Eksperyment kortowski
Eksperyment kortowski (metoda Olszewskiego) – metoda rekultywacji jezior, opracowana i zastosowana po raz pierwszy w 1956 r. przez profesora Przemysława Olszewskiego (WSR w Olsztynie) w zeutrofizowanym Jeziorze Kortowskim (Olsztyn). Polegała ona na odprowadzaniu przeżyźnionych wód hypolimnionu za pomocą drewnianej rury, działającej na zasadzie lewara (syfonu)[1]. Woda z hypolimnionu odprowadzana była do rzeki Kortówki, a dalej do rzeki Łyny.
Zimą 1956 r. w jeziorze został umieszczony czworościenny rurociąg o wymiarach 40 na 50 cm w przekroju i 180 m długości, wykonany z desek obitych papą. Jeden z końców rury zanurzony był w jeziorze na głębokość 13 m, drugi znajdował się w rzece Kortówce.
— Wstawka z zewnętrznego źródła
PR #30, opened 2019-04-17
feat(cactus-web): Add radio buttons

Dhalton:
Radio 📻 Buttons 🔘


modules/cactus-web/src/RadioButton/RadioButton.test.tsx
```diff
@@ -0,0 +1,69 @@
...
+
+  test('should trigger onChange event', () => {
+    const onChange = jest.fn()
+    const { getByTestId } = render(
+      <ThemeProvider theme={cactusTheme}>
+        <RadioButton name="test" id="radio" onChange={onChange} data-testid="will-change" />
+      </ThemeProvider>
+    )
+
+    fireEvent.click(getByTestId('will-change'))
```
JamesNimlos: We could do these tests using `aria-label` to ensure it shows up correctly on the radio button

PR #32, opened 2019-04-18
feat(cactus-web): Add toggles

Dhalton:
Toggles!


modules/cactus-web/src/Toggle/Toggle.test.tsx
```diff
@@ -0,0 +1,63 @@
...
+      </ThemeProvider>
+    )
+
+    expect(toggle.asFragment()).toMatchSnapshot()
+  })
+
+  test('should render a disabled toggle', () => {
+    const toggle = render(
+      <ThemeProvider theme={cactusTheme}>
+        <Toggle val={false} />
```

Pod wpływem ciśnienia hydrostatycznego woda z hypolimnionu poprzez rurociąg wypływała do Kortówki[2] z maksymalną wydajnością 180 litrów na sekundę.
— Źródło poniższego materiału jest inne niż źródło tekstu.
PR #33, opened 2019-04-18
test(cactus-web): Add tests for disabled checkboxes

Dhalton:
Updating our checkbox tests to use `user-event`, which recently published a fix for the issue of triggering events even when the checkbox is disabled

### DIFF
--- a/yarn.lock
+++ b/yarn.lock
@@ -2355,6 +2355,11 @@
   resolved "https://registry.yarnpkg.com/@types/unist/-/unist-2.0.3.tgz#9c088679876f374eb5983f150d4787aa6fb32d7e"
   integrity sha512-FvUupuM3rlRsRtCN+fDudtmytGO6iHJuuRKS1Ss0pG5z8oX0diNEw94UEL7hgDbpN94rgaK5R7sWm6RrSkZuAQ==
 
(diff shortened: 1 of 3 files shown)


yarn.lock
```diff
@@ -4821,6 +4826,16 @@ dom-serializer@0:
...
+  version "3.19.3"
+  resolved "https://registry.yarnpkg.com/dom-testing-library/-/dom-testing-library-3.19.3.tgz#fba399987be1bdd57b07c4bc3ef46c3c084b26d9"
+  integrity sha512-oiI+oq91iO/Vpp+pt8PqfqLfBK074FH0eprhoFNvBCvJOk7vL4ozbe/yj/kEEGR6kiT4F3MAam19AX1fdGFjrA==
+  dependencies:
+    "@babel/runtime" "^7.3.4"
+    "@sheerun/mutationobserver-shim" "^0.3.2"
+    pretty-format "^24.5.0"
+    wait-for-expect "^1.1.0"
+
 dom-testing-library@^3.19.0:
```
JamesNimlos: Looks like another opportunity to resolve these to the same versions: I really feel like Yarn should do this for us. I wonder how hard it would be to put in a step that would 🤔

Początkowo rezultaty obniżenia trofizmu jeziora nie były duże, ze względu na fakt, iż napływające wody (wpływająca rzeka Kortówka) były tylko nieco mniej zeutrofizowane niż woda w samym jeziorze, oraz dlatego, że koniec rury nie docierał do największych głębokości.
Po kilku latach przejrzystość wody poprawiła się, a czas deficytu tlenowego przy dnie uległ skróceniu. Zmalały zakwity wód.
W 1973 r., po śmierci prof. Olszewskiego, rekultywacją jeziora zajął się ówczesny adiunkt, prof. Czesław Mientki. Pomimo częstych napraw, nieszczelności drewnianego rurociągu uniemożliwiały uzyskanie zakładanych efektów rekultywacji. Dlatego w latach 1974-75 zaprojektowano i przy współpracy z Zakładem Tworzyw Sztucznych Instytutu Okrętowego Politechniki Gdańskiej zbudowano z włókna szklanego i żywicy poliestrowej nowy rurociąg (średnica 60 cm, długość 250 m, wydajność maksymalna 250 litrów na sekundę). Jego wlot znajduje się w najgłębszym miejscu jeziora (17,2 m)[2]. Nowy rurociąg działa bezawaryjnie do chwili obecnej.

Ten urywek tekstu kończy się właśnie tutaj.